Preserving logical and functional dependencies in synthetic tabular data
Chaithra Umesh, Kristian Schultz, Manjunath Mahendra, Saparshi Bej, Olaf Wolkenhauer
TL;DR
This work addresses whether current synthetic tabular data generators preserve inter-attribute dependencies, introducing a Q-function $Q_T(\mathcal{A},\mathcal{B})$ to quantify logical dependencies and using FDTool to identify functional dependencies.
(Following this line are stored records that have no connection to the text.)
Issue #137, opened 2023-01-13
`ion_schema` should not re-export `ion_rs`


popematt:
**The current situation:**

If you're already using `ion_rs`, and then you want to start using `ion_schema`, you may have to change a lot of your imports from `ion_rs::` to `ion_schema::external::ion_rs::`. As long as the versions are the same, this should be a fairly mechanical change that an IDE can handle for you. If the versions are different, then it may be more complex to switch.

In addition, whenever there is a new version of `ion_rs`, and you are using `ion_schema`, you have to wait for `ion_schema` to pick up the latest version of `ion_rs` and release a new version of its own before you can get the benefits of the latest version of `ion_rs`.

**Some alternatives to consider:**

These are just ideas. I'm not sure of the feasibility of all of them.

* Stop exporting `ion_rs` in `ion_schema` and pin to a range of acceptable versions
* ~~Make `ion_rs` export a gated feature in `ion_schema`~~
* Make `ion_schema` a feature in the `ion_rs` crate

This might not be a possibility while both of the libraries are at a `0.x` version, but I think it is something to re-evaluate before releasing a `1.0.0` version of either one of them.

dlurton:
+1 for dropping the re-export of `ion_rs`.  I think that the use of `ion_schema` in applications that don't also directly use `ion_rs` would be rare.  Please don't lock us into a specific version of `ion_rs` and require us to use `ion_schema__external::ion_rs`  just so can also use `ion_schema`.

popematt:
@dlurton do you care to opine on any of the alternatives I've suggested or any ideas you might have?

dlurton:
-1 for: "Make ion_rs export a gated feature in ion_schema" -- this doesn't seem to help the issue at all.

Between the other two, "Stop exporting ion_rs in ion_schema", "Make ion_schema a feature in the ion_rs crate"--either of these I think would be a lot better and it's just a matter of packaging.

It's not good to force the application that wants to use `ion-schema-rust` to use `ion_schema::external::ion_rs`, but it's kind of required right now and leads to one of two somewhat unhappy scenarios when reading Ion from external sources:

[...]

PR #220, opened 2024-10-07
Update to ion-rs@v1.0.0.rc-7 and remove re-export of ion-rs types

popematt:
### Issue #, if available:

#137 

### Description of changes:

* Updates to `ion-rs@v1.0.0-rc-7`
* This update broke the implementations of `WriteToIsl`, so I removed the `WriteToIsl` trait in favor of implementing `WriteAsIon`
* Updates `ion-schema-tests` to the latest commit. (Required because `ion-rs` supports only up to u128 for integers.)
* Minor refactoring in `ranges.rs` to use `Min` and `Max` instead of `Unbounded`. That made it cleaner to implement `WriteAsIon`.

----


ion-schema/src/ion_extension.rs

It benchmarks seven generators (CTGAN, CTABGAN, CTABGAN Plus, TVAE, NextConvGeN, TabDDPM, TabuLa) on five public datasets, revealing that functional dependencies are poorly preserved across models, while several convex-space, diffusion-based, and transformer-based methods better retain logical dependencies. Notably, NextConvGeN, TabDDPM, and TabuLa show the strongest performance for preserving logical dependencies, with TabuLa offering broad consistency across datasets; none, however, adequately preserves all functional dependencies from real to synthetic data. The findings underscore a need for specialized FD-preserving synthetic data methods to maintain semantic consistency in downstream analyses, particularly in clinical contexts where dependencies drive diagnostics and treatment decisions.
Abstract
Dependencies among attributes are a common aspect of tabular data. However, whether existing tabular data generation algorithms preserve these dependencies while generating synthetic data is yet to be explored. In addition to the existing notion of functional dependencies, we introduce the notion of logical dependencies among the attributes in this article. Moreover, we provide a measure to quantify logical dependencies among attributes in tabular data. Utilizing this measure, we compare several state-of-the-art synthetic data generation algorithms and test their capability to preserve logical and functional dependencies on several publicly available datasets. We demonstrate that currently available synthetic tabular data generation algorithms do not fully preserve functional dependencies when they generate synthetic datasets. In addition, we also showed that some tabular synthetic data generation models can preserve inter-attribute logical dependencies. Our review and comparison of the state-of-the-art reveal research needs and opportunities to develop task-specific synthetic tabular data generation models.